This is actually a trio of effects all rolled into a single package which are ideally suited but not limited to voice recordings (De-Esser, a Vocal Doubler and a Noise Gate).
This De-Esser is a great tool for removing sibilance from your vocals. Sibilance is the harsh over emphasising of phonetics such as ‘ss’, ‘sh’, ‘ch’, ‘th’ etc. which tend to be made worse during the recording process. This plugin has two modes of operation, ‘standard’ and ‘multi-band’ which can be used to effectively remove this kind of problem.
The standard mode emulates the ducking of a volume control just like mixing engineers used to do in the good old days, but in this case uses a compressor driven by a filtered band of the input signal that contains the problematic frequencies. This is a common and effective method which has been tried and tested for many years.
The multi-band mode uses a similar filtering mechanism to isolate the effected frequency band and applies a compressor to just that range in isolation. This method gives much more pleasing and natural results as it retains the overall volume level and only effects the specified frequency range.
We also included a Vocal Doubler which simulates a multi-track vocal recording. It uses sophisticated techniques that eliminates the phase cancellation issues associated with layering vocals in this way. You have complete control over delay time, levels and stereo field placement.
Finally this package incorporates a Noise Gate, to remove unwanted background noise from your recording. Fully configurable threshold, attack, release and dB reduction settings are available.

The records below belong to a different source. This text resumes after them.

PR #10427, opened 2018-06-04
Inbox opt in / opt out: perf improvement and new wording

### LINKED ISSUE #10422: Inbox / Private Messages opt-in opt-out switch: server errors, sync delay, toggle not updating
When you toggle the switch for opting in / out of Private Messages, the sync bar takes a long time to disappear. When it finally does, the message below appears in the console:

```
Unhandled promise rejection 
Error: Request failed with status code 502
Stack trace:
t.exports@https://habitica.com/static/js/vendor.d27c35f55e47c473e365.js:6:130061
t.exports@https://habitica.com/static/js/vendor.d27c35f55e47c473e365.js:12:1220
t.exports/</h[p]@https://habitica.com/static/js/vendor.d27c35f55e47c473e365.js:6:129075
es6.promise.js:110
```

In addition, for some of my tests, I received a 502 error message. Nothing appeared in Loggly for my account. I was not using Habitica in another location at the same time and had reloaded the website before and during my tests so version errors and similar can't have been affecting this.

After the sync finally finishes, the change you made sometimes IS recorded in the database (i.e., your value of `inbox.optOut` sometimes is changed appropriately), even when the 502 error occurs. 

Also, I think the label on the toggle doesn't always change to the correct value after the sync finally occurs (i.e., if it said "Disable Private Messages" before you toggle it, it still says that afterwards) - but that might be an intermittent problem or might not actually be occurring - because of the confusion caused by the delay, I'm not sure and I haven't bothered testing more thoroughly for that aspect of this bug because we need to fix the sync delay / server error anyway, and we can test for the toggle changing appropriate when the fix is being tested.

The wording used might also be confusing, as described in comments from AnneLine (16a107de-d519-43ce-8c30-8da5cbcbb237) in the Report a Bug guild (below), although once the switch is working correctly, that confusion might be wholely or partly removed. I suggest that for now we fix the bug with the toggle and then adjust the wording in a different fix later if that still seems to be needed.

----

AnneLine: _"Not sure if this a bug or just something new.  Is there a new 'feature' for turning off/on private messages?  I just received a report via a guild chat that a message to me was refused, and when I went to my pm box, it looked as if there was a new toggle in upper right corner that was grey - and now I have switched it to purple. Is this something that's been there for a while and I just discovered it, or is it new? Either way, any chance it could be put into a Bailey announcement because I'm seeing lots of references to people not getting messages, and maybe there's a connection?"_

citrusella, the serving wench: _"Technically it was a feature before the redesign and was only reintroduced within the past week. (Before that, I believe whatever the switch was on was honored but there was no way to change it because the switch wasn't accessible.) But yes, the switching being back is new."_

AnneLine: _"thanks for clarifying that. It really has created a big problem for me (and apparently for others) because it's very hard to know which way is turned on and which way is turned off, and the wording is very, very confusing. It took three tries for me to get it right, with several people having to send me PMs to confirm what was going on. Would there be a way to have it say 'open for messages' and 'closed for messages' reflecting the status or something? Many people have trouble distinguishing those colors, and many people (me, me!) reverse left and right."_

paglias:
Fixes #10422

- Improved performances when updating the user preferences (locally went from 300ms to 30 for an user with a lot of messages)

WIP

- change the wording for the toggle (waiting for the final text from @Alys  and @shanaqui )

### DIFF
--- a/website/server/controllers/api-v3/user.js
+++ b/website/server/controllers/api-v3/user.js
@@ -294,7 +294,9 @@ let checkPreferencePurchase = (user, path, item) => {
  */
 api.updateUser = {
   method: 'PUT',
-  middlewares: [authWithHeaders()],
+  middlewares: [authWithHeaders({
+    userFieldsToExclude: ['inbox.messages'],
+  })],
   url: '/user',
   async handler (req, res) {
     let user = res.locals.user;


paglias:
Nevermind, the pef change is impossible because it would break the API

A visual frequency display helps you quickly find and isolate the effected frequency ranges which can also be turned off to reduce CPU load. 4 different visual modes are available to help visualise issues. A siblance filter preview button lets you listen to the problematic frequencies in isolation and a limiter is available to make headroom for the vocal doubler.
This is a great addition to our AUv3 plugin range which is heavily biassed towards recording of vocals.